Julius Eastman: Crazy Nigger

            Crazy Nigger – the provocative title of this composition by Julius Eastman (1940–1990) may surprise or even disconcert those who come across it. However, the disruption of, and non-compliance with conventions and means of society’s functioning (usually derived from the “ideal” of white heterosexual men) was an inseparable component of this artist’s life and work. Eastman never masked who he really was – to the contrary, his self-acceptance formed the very foundation for his artistic freedom: “What I am trying to achieve is to be what I am to the fullest – Black to the fullest, a musician to the fullest, a homosexual to the fullest.” It must be said though that the majority of American society in the 70s and 80s was not prepared to accept someone who so openly expressed his nonconformity. Even though he made his mark in the 70s as a performer of new and experimental music (he was, for example, one of the founding members of the S.E.M. Ensemble) and frequently appeared in concerts, his own work was rather overlooked. In the early 1980s, Eastman lost his stable source of income, and problems connected with alcohol and drug abuse started to manifest in his behavior. This talented artist eventually became homeless (which led to the loss of some of his recordings and scores) and we do not have much information about the end of his life. He died at the age of 49.

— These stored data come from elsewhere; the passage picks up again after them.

PR #137, opened 2023-05-19
Add from_json to TableDescriptors

yunfengzhou-hub:

This pull request adds from_json method to TableDescriptor and relevant classes.

## Brief change log

- Adds from_json method to TableDescriptor and relevant classes.

  - The public API: yes

## Documentation

### DIFF
--- a/python/feathub/common/types.py
+++ b/python/feathub/common/types.py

            Eastman’s musical language draws on the concept of minimalism, but he was also influenced by jazz and popular music. Of particular interest is his concept of “organic music,” in which individual musical phrases contain elements from previous sections, which are gradually expanded and modified, causing the natural growth of a musical structure. It is precisely this compositional strategy that he utilized in Crazy Nigger. Despite having been written for any number of similar instruments, for practical reasons it is most commonly performed on four pianos. The composition belongs to Eastman’s Nigger Series, which also contains the compositions Evil Nigger (1979) and Gay Guerrilla (1979). Already, the first tones of Crazy Nigger strike the listener with their unparalleled energy and vigor – it is a sonically intense work, which takes its “physicality” and extreme involvement in performance from minimalism. Eastman’s compositions are, to a certain extent, affected by the story of his life and the social environment in which he worked – maybe it is for this reason that they provide the listener with the possibility to experience such an unusual sense of freedom and resistance.